Prompt:
The data needs to be returned in full, exactly as it reads.

Stored dataset items:
══════
PR #2477, opened 2023-05-22
Bug 1832324 - Add a way to await ping submission in iOS 

travis79:
This simply awaits the internal dispatcher which is where the pings are submitted from.

### DIFF
--- a/glean-core/ios/GleanTests/GleanTests.swift
+++ b/glean-core/ios/GleanTests/GleanTests.swift
@@ -9,6 +9,7 @@ import XCTest
 
 private typealias GleanInternalMetrics = GleanMetrics.GleanInternalMetrics
 
+// swiftlint:disable type_body_length
 class GleanTests: XCTestCase {
     var expectation: XCTestExpectation?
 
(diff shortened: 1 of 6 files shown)


badboy:
While this might get the job done for the particular feature request, I wonder if this also exposes too much internals so to speak?
We already have `Glean.shutdown()` on the RLB, which does a bunch more, but IMO is the more appropriate API to expose.
Also the Swift dispatcher is only used for the uploader anyway, so this really just exposes waiting for upload anyway.
The shutdown API is more robust, including timeouts, etc.

what do you think?

travis79:
> While this might get the job done for the particular feature request, I wonder if this also exposes too much internals so to speak? We already have `Glean.shutdown()` on the RLB, which does a bunch more, but IMO is the more appropriate API to expose. Also the Swift dispatcher is only used for the uploader anyway, so this really just exposes waiting for upload anyway. The shutdown API is more robust, including timeouts, etc.
> 
> what do you think?

I considered that and have no issues with exposing it through the Swift API, and I agree, it is a more robust solution. The direction I went in this PR currently was only an attempt at the simplest possible solution. 

I'll rework this exposing `shutdown()` and see how it looks.

glean-core/ios/GleanTests/GleanTests.swift
```diff
@@ -367,4 +368,63 @@ class GleanTests: XCTestCase {
         Glean.shared.initialize(uploadEnabled: true, buildInfo: stubBuildInfo())
         XCTAssertFalse(Glean.shared.isCustomDataPath)
     }
+
+    func testShutdown() {
+        // This test relies on Glean not being initialized
+        Glean.shared.testDestroyGleanHandle()
+
+        // We expect only a single ping later
```
badboy, line 376: Weeeell, we ignore a baseline ping, so it's more like 2 pings.

badboy (changes requested):
Changelog entry please.

badboy (approved):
══════
Exercise answer:
PR #2477, opened 2023-05-22
Bug 1832324 - Add a way to await ping submission in iOS 

travis79:
This simply awaits the internal dispatcher which is where the pings are submitted from.

### DIFF
--- a/glean-core/ios/GleanTests/GleanTests.swift
+++ b/glean-core/ios/GleanTests/GleanTests.swift
@@ -9,6 +9,7 @@ import XCTest
 
 private typealias GleanInternalMetrics = GleanMetrics.GleanInternalMetrics
 
+// swiftlint:disable type_body_length
 class GleanTests: XCTestCase {
     var expectation: XCTestExpectation?
 
(diff shortened: 1 of 6 files shown)


badboy:
While this might get the job done for the particular feature request, I wonder if this also exposes too much internals so to speak?
We already have `Glean.shutdown()` on the RLB, which does a bunch more, but IMO is the more appropriate API to expose.
Also the Swift dispatcher is only used for the uploader anyway, so this really just exposes waiting for upload anyway.
The shutdown API is more robust, including timeouts, etc.

what do you think?

travis79:
> While this might get the job done for the particular feature request, I wonder if this also exposes too much internals so to speak? We already have `Glean.shutdown()` on the RLB, which does a bunch more, but IMO is the more appropriate API to expose. Also the Swift dispatcher is only used for the uploader anyway, so this really just exposes waiting for upload anyway. The shutdown API is more robust, including timeouts, etc.
> 
> what do you think?

I considered that and have no issues with exposing it through the Swift API, and I agree, it is a more robust solution. The direction I went in this PR currently was only an attempt at the simplest possible solution. 

I'll rework this exposing `shutdown()` and see how it looks.

glean-core/ios/GleanTests/GleanTests.swift
```diff
@@ -367,4 +368,63 @@ class GleanTests: XCTestCase {
         Glean.shared.initialize(uploadEnabled: true, buildInfo: stubBuildInfo())
         XCTAssertFalse(Glean.shared.isCustomDataPath)
     }
+
+    func testShutdown() {
+        // This test relies on Glean not being initialized
+        Glean.shared.testDestroyGleanHandle()
+
+        // We expect only a single ping later
```
badboy, line 376: Weeeell, we ignore a baseline ping, so it's more like 2 pings.

badboy (changes requested):
Changelog entry please.

badboy (approved):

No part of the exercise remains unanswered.